Let’s assign ranks (grades) according to the scores as follows.

  • 90 or more: S
  • 80 or more: A
  • 70 or more: B
  • 60 or more: C
  • Others: D
query = """
SELECT
    name,
    score,
    CASE
        WHEN score >= 90 THEN 'S'
        WHEN score >= 80 THEN 'A'
        WHEN score >= 70 THEN 'B'
        WHEN score >= 60 THEN 'C'
        ELSE 'D'
    END as grade
FROM
    Students;
"""

with sqlite3.connect("data.db") as conn:
    df = pl.read_database(query, connection=conn)
    display(df)

shape: (6, 3)

namescoregrade
“Aさん”95“S”
“Bさん”85“A”
“Cさん”75“B”
“Dさん”65“C”
“Eさん”55“D”
“Fさん”45“D”

In this way, by using the CASE expression in the SELECT clause, you can dynamically generate a new column based on the values of existing columns.

Example 2: Cross Tabulation (Conditional Aggregation)

Next, let’s aggregate the number of people for each rank. Usually, GROUP BY is used, but by combining the CASE expression and aggregate functions (SUM or COUNT), you can create a horizontal summary table (like a pivot table).

query = """
SELECT
    SUM(CASE WHEN score >= 80 THEN 1 ELSE 0 END) as Excellent_Count,
    SUM(CASE WHEN score >= 60 AND score < 80 THEN 1 ELSE 0 END) as Good_Count,
    SUM(CASE WHEN score < 60 THEN 1 ELSE 0 END) as Poor_Count
FROM
    Students;
"""

with sqlite3.connect("data.db") as conn:
    df = pl.read_database(query, connection=conn)
    display(df)

shape: (1, 3)

Excellent_CountGood_CountPoor_Count
222

Explanation

  • CASE WHEN condition THEN 1 ELSE 0 END returns 1 if the condition is met, and 0 otherwise.
  • By summing this up with SUM, you can count the number of rows that meet the condition.
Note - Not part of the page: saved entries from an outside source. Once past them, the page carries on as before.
PR #559, opened 2022-11-09
Fixes OPENSSL_LIBRARY_VERSION description on documentation

hbontempo-br:
Adds back missing constant description on the documentation

Currently:

After fix:

### DIFF
--- a/ext/openssl/ossl.c
+++ b/ext/openssl/ossl.c
@@ -1179,14 +1179,16 @@ Init_openssl(void)
      */
     rb_define_const(mOSSL, "OPENSSL_VERSION", rb_str_new2(OPENSSL_VERSION_TEXT));
 
-    /*
-     * Version of OpenSSL the ruby OpenSSL extension is running with
-     */
 #if !defined(LIBRESSL_VERSION_NUMBER) && OPENSSL_VERSION_NUMBER >= 0x10100000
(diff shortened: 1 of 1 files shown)


ext/openssl/ossl.c
```diff
@@ -1179,14 +1179,16 @@ Init_openssl(void)
      */
     rb_define_const(mOSSL, "OPENSSL_VERSION", rb_str_new2(OPENSSL_VERSION_TEXT));
 
-    /*
-     * Version of OpenSSL the ruby OpenSSL extension is running with
-     */
 #if !defined(LIBRESSL_VERSION_NUMBER) && OPENSSL_VERSION_NUMBER >= 0x10100000
-    rb_define_const(mOSSL, "OPENSSL_LIBRARY_VERSION", rb_str_new2(OpenSSL_version(OPENSSL_VERSION)));
+    const char *ssl_version = OpenSSL_version(OPENSSL_VERSION);
```
rhenium, line 1183: `openssl` gem supports older Ruby versions, so we can't use C99 feature (declaration after statements) yet.

Would rdoc be happy if we simply move the doc comment inside the `#if` block?

hbontempo-br: Thanks!
Did what you suggested.

rhenium:
Thank you!

PR #564, opened 2022-11-19
raise when EC_POINT_cmp or EC_GROUP_cmp error instead of returning true

bannable:
Instead of returning true when EC_POINT_cmp or EC_GROUP_cmp error, raise instead.

### DIFF
--- a/ext/openssl/ossl_pkey_ec.c
+++ b/ext/openssl/ossl_pkey_ec.c
@@ -860,10 +860,11 @@ static VALUE ossl_ec_group_eql(VALUE a, VALUE b)
     GetECGroup(a, group1);
     GetECGroup(b, group2);
 
-    if (EC_GROUP_cmp(group1, group2, ossl_bn_ctx) == 1)
-       return Qfalse;
-
-    return Qtrue;
+    switch (EC_GROUP_cmp(group1, group2, ossl_bn_ctx)) {
+    case 0: return Qtrue;
+    case 1: return Qfalse;
+    default: ossl_raise(eEC_GROUP, "EC_GROUP_cmp");
+    }
 }
 
 /*
@@ -1424,10 +1425,13 @@ static VALUE ossl_ec_point_eql(VALUE a, VALUE b)
     GetECPoint(b, point2);
     GetECGroup(group_v1, group);
 
-    if (EC_POINT_cmp(group, point1, point2, ossl_bn_ctx) == 1)
-        return Qfalse;
+    switch (EC_POINT_cmp(group, point1, point2, ossl_bn_ctx)) {
+    case 0: return Qtrue;
+    case 1: return Qfalse;
+    default: ossl_raise(eEC_POINT, "EC_POINT_cmp");
+    }
 
-    return Qtrue;
+    UNREACHABLE;
 }
 
 /*


rhenium:
Good catch!

ext/openssl/ossl_pkey_ec.c
```diff
@@ -668,10 +668,13 @@ static VALUE ossl_ec_group_eql(VALUE a, VALUE b)
     GetECGroup(a, group1);
     GetECGroup(b, group2);
 
-    if (EC_GROUP_cmp(group1, group2, ossl_bn_ctx) == 1)
-       return Qfalse;
+    switch (EC_GROUP_cmp(group1, group2, ossl_bn_ctx)) {
+    case 0: return Qtrue;
+    case 1: return Qfalse;
+    default: ossl_raise(cEC_POINT, "EC_GROUP_cmp");
```
rhenium, line 674: This should be `eEC_GROUP` instead of `cEC_POINT`.

ext/openssl/ossl_pkey_ec.c
```diff
@@ -1232,10 +1235,13 @@ static VALUE ossl_ec_point_eql(VALUE a, VALUE b)
     GetECPoint(b, point2);
     GetECGroup(group_v1, group);
 
-    if (EC_POINT_cmp(group, point1, point2, ossl_bn_ctx) == 1)
-        return Qfalse;
+    switch (EC_POINT_cmp(group, point1, point2, ossl_bn_ctx)) {
+    case 0: return Qtrue;
+    case 1: return Qfalse;
+    default: ossl_raise(cEC_POINT, "EC_POINT_cmp");
```
rhenium, line 1241: cEC_POINT
```suggestion
    default: ossl_raise(eEC_POINT, "EC_POINT_cmp");
```

ext/openssl/ossl_pkey_ec.c
```diff
@@ -668,10 +668,13 @@ static VALUE ossl_ec_group_eql(VALUE a, VALUE b)
...
-    if (EC_GROUP_cmp(group1, group2, ossl_bn_ctx) == 1)
-       return Qfalse;
+    switch (EC_GROUP_cmp(group1, group2, ossl_bn_ctx)) {
+    case 0: return Qtrue;
+    case 1: return Qfalse;
+    default: ossl_raise(cEC_POINT, "EC_GROUP_cmp");
+    }
 
-    return Qtrue;
+    UNREACHABLE;
```
rhenium, line 677: This UNREACHABLE is not needed.

rhenium (changes requested):

rhenium:
The code was originally introduced in 2007. This fix should go to 2.2.x, the oldest branch we currently support.

Please rebase this on top of maint-2.2 (`git rebase --onto maint-2.2 master`). It should apply cleanly.

ext/openssl/ossl_pkey_ec.c
bannable: It looks like there are several other calls with this same error, where ossl_raise() is called with `cEC_POINT`. Should I update those as well?

ext/openssl/ossl_pkey_ec.c
bannable: It looks like there are several other calls with this same error, where ossl_raise() is called with cEC_POINT. Should I update those as well?

rhenium (approved):

rhenium:
(CI failure is irrelevant, being fixed by #572.)

Thank you!

PR #565, opened 2022-11-20
pkey/ec: check private key validity with OpenSSL 3

bannable:
The behavior of EVP_PKEY_public_check changed between OpenSSL 1.1.1 and 3.0 so that it no longer validates the private key. Instead, private keys can be validated through EVP_PKEY_private_check and EVP_PKEY_pairwise_check.

This addresses #563


rhenium:
Thank you for the report. This affects openssl gem v3.0.x. Let me change the target branch to maint-3.0 (which will be merged to master).

ext/openssl/ossl_pkey_ec.c
```diff
@@ -483,16 +483,38 @@ static VALUE ossl_ec_key_check_key(VALUE self)
...
+
+    if (EVP_PKEY_public_check(pctx) != 1) {
+        EVP_PKEY_CTX_free(pctx);
         ossl_raise(eECError, "EVP_PKEY_public_check");
+    }
+
+#if (defined(OPENSSL_VERSION_MAJOR) && OPENSSL_VERSION_MAJOR >= 3)
+    GetEC(self, ec);
+    if (EC_KEY_get0_private_key(ec) == NULL)
+        goto skip_priv_key;
```
rhenium, line 503: I was hoping for a workaround without using the deprecated `EC_KEY`, which we eventually have to get rid of, but this looks necessary at the moment.

test/openssl/test_pkey_ec.rb
```diff
@@ -90,6 +90,15 @@ def test_check_key
...
     assert_equal(true, key2.check_key)
 
+    # Behavior of EVP_PKEY_public_check changes between OpenSSL 1.1.1 and 3.0
+    if openssl?(3, 0, 0)
+      key4 = Fixtures.pkey("p256_too_large")
+      assert_raise(OpenSSL::PKey::ECError) { key4.check_key }
+
+      key5 = Fixtures.pkey("p384_invalid")
+      assert_raise(OpenSSL::PKey::ECError) { key5.check_key }
+    end
```
rhenium, line 100: Tested locally and these assertions pass on OpenSSL 1.1 too (as expected).

rhenium:
The manpage gave me the impression what EVP_PKEY_pairwise_check() does is a superset of both EVP_PKEY_public_check() and EVP_PKEY_private_check(). EVP_PKEY_pairwise_check() is apparently an alias of EVP_PKEY_check() and the latter name is already available in OpenSSL 1.1.1.

Could a shorter version like the below work, regardless of the OpenSSL version?

```
if (EC_KEY_get0_private_key(ec) != NULL) {
  if (EVP_PKEY_check()...
}
else {
  if (EVP_PKEY_public_check()...
}
```

rhenium:
I believe it is: all end up calling this function with a different `selection` in OpenSSL 3.0. https://github.com/openssl/openssl/blob/98663afce7a909be1518921a9995540308a52462/providers/implementations/keymgmt/ec_kmgmt.c#L936

rhenium:
I have applied those changes in #580. Thank you!

PR #569, opened 2022-11-23
Enable HKDF support for LibreSSL 3.6 and later

botovq:
LibreSSL 3.6 added support for HKDF in EVP. Enable this in ossl_kdf.c.


rhenium:
That's good news. Thanks!

PR #786, opened 2026-02-03
io_info: Fix ambiguous call to format_to.

vbrunini:
A clang 18 w/libstdc++ from gcc 14 build reported these calls as ambiguous between the fmt function and the std::format function. Explicitly adding the fmt:: qualification avoids the issue.


vbrunini:
@tokusanya

PR #790, opened 2026-03-02
Update `exomerge3` to work with (some) shell topologies

japlews:
Simply piggyback on `quad4` logic to support shells in `exomerge3`.


japlews:
@tokusanya I updated the MR with unit tests and handling for shell sides that were exposed by the tests.

PR #806, opened 2026-04-14
Polyhedral element support

anchen101:
adding Ioss files for defining polyhedral and polygonal elements. Updated several other files for polyhedral element support.


mrbuche:
@tokusanya these are the same changes from the other repo, just need your approval to run the workflows.

mrbuche:
@tokusanya I think it is requiring your approval to re-run the workflows every time we push, but we just added something that should fix the failures.

packages/seacas/libraries/ioss/src/elements/Ioss_Polygonal.C
```diff
@@ -0,0 +1,120 @@
...
+// ========================================================================
+namespace Ioss {
+  const char *Polygonal::name = "nsided";
+  class St_Polygonal : public ElementVariableType
+  {
+  public:
+    static void factory();
+
+  protected:
+    St_Polygonal() : ElementVariableType(Ioss::Polygonal::name, 13) {} // 13 is a magic number
```
tokusanya, line 24: If there is no specified number of nodes or quadrature points for this element type, why is 13 being used for the number of components?

packages/seacas/libraries/ioss/src/elements/Ioss_Polygonal.C
```diff
@@ -0,0 +1,120 @@
...
+}
+
+Ioss::Polygonal::Polygonal() : Ioss::ElementTopology(Ioss::Polygonal::name, Ioss::Polygonal::name)
+{
+  Ioss::ElementTopology::alias(Ioss::Polygonal::name, "Polygonal");
+  Ioss::ElementTopology::alias(Ioss::Polygonal::name, "nsided");
+}
+
+int Ioss::Polygonal::parametric_dimension() const { return 2; }
+int Ioss::Polygonal::spatial_dimension() const { return 2; }
```
tokusanya, line 54: While a surface is parametrically 2D, setting the spatial dimension here implies that this is only meant to be used in a 2D context. We have examples where there is distinction between the 2D and 3D versions of an element type e.g "edge"

packages/seacas/libraries/ioss/src/elements/Ioss_Polygonal.C
```diff
@@ -0,0 +1,120 @@
...
+
+Ioss::ElementTopology *Ioss::Polygonal::edge_type(int edge_number) const
+{
+  // edge_number == 0 returns topology for all edges if
+  // all edges are the same topology; otherwise, returns nullptr
+  // edge_number is 1-based.
+
+  assert(edge_number >= 0 && edge_number <= number_edges());
+  IOSS_ASSERT_USED(edge_number);
+  return Ioss::ElementTopology::factory("edge2");
```
tokusanya, line 119: As pointed out above, use of "edge2" as the edge_type implies that this is spatially 3D

packages/seacas/libraries/ioss/src/elements/Ioss_Polyhedral.C
```diff
@@ -0,0 +1,122 @@
...
+// ========================================================================
+namespace Ioss {
+  const char *Polyhedral::name = "nfaced";
+  class St_Polyhedral : public ElementVariableType
+  {
+  public:
+    static void factory();
+
+  protected:
+    St_Polyhedral() : ElementVariableType(Ioss::Polyhedral::name, 13) {} // 13 is a magic number
```
tokusanya, line 24: Again, what is the significance of this magic number? If it is to be used in both Polyhedral and Polygonal classes, we might as well make it a constexpr that is accessible for both

packages/seacas/libraries/ioss/src/exodus/Ioex_DatabaseIO.C
```diff
@@ -1354,6 +1366,13 @@ namespace Ioex {
 
       // See which connectivity options were defined for this block.
       // X -> Node is always defined.
+
+      // X -> Polyhedral or Polygonal?
+      if(type == "nfaced" || type.substr(0,6) == "nsided") {
```
tokusanya, line 1371: Maybe do the same substr() check for "nfaced"

packages/seacas/libraries/ioss/src/exodus/Ioex_DatabaseIO.C
```diff
@@ -1354,6 +1366,13 @@ namespace Ioex {
...
+        block->field_add(
+          Ioss::Field("entity_counts", block->field_int_type(), "Real[" + std::to_string(1) + "]", Ioss::Field::MESH));
```
tokusanya, line 1373: Is the implication here that there is only 1 entity per polyhedral/polygonal block?

packages/seacas/libraries/ioss/src/exodus/Ioex_DatabaseIO.C
```diff
@@ -2567,6 +2586,9 @@ namespace Ioex {
               }
             }
           }
+          else if (field.get_name() == "entity_counts") {
```
tokusanya, line 2589: This should probably be constrained to the scenario where the element block is polygonal/polyhedral else anyone could call this access for any element block which trickles down to the exodus polyhedral call

packages/seacas/libraries/ioss/src/exodus/Ioex_DatabaseIO.C
```diff
@@ -88,6 +88,18 @@ namespace {
     }
   }
 
+  void get_entity_count_data(int exoid, ex_entity_type type, ex_entity_id id, void* data)
```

This technique is very useful when you want to calculate KPIs for specific conditions in a single query.

Summary

In this article, I introduced the basic usage and application examples of the CASE expression.

  • Conditional Branching: You can convert data values according to conditions.
  • Cross Tabulation: By combining with aggregate functions, flexible aggregation becomes possible.

By mastering the CASE expression, the range of data processing in SQL will expand significantly.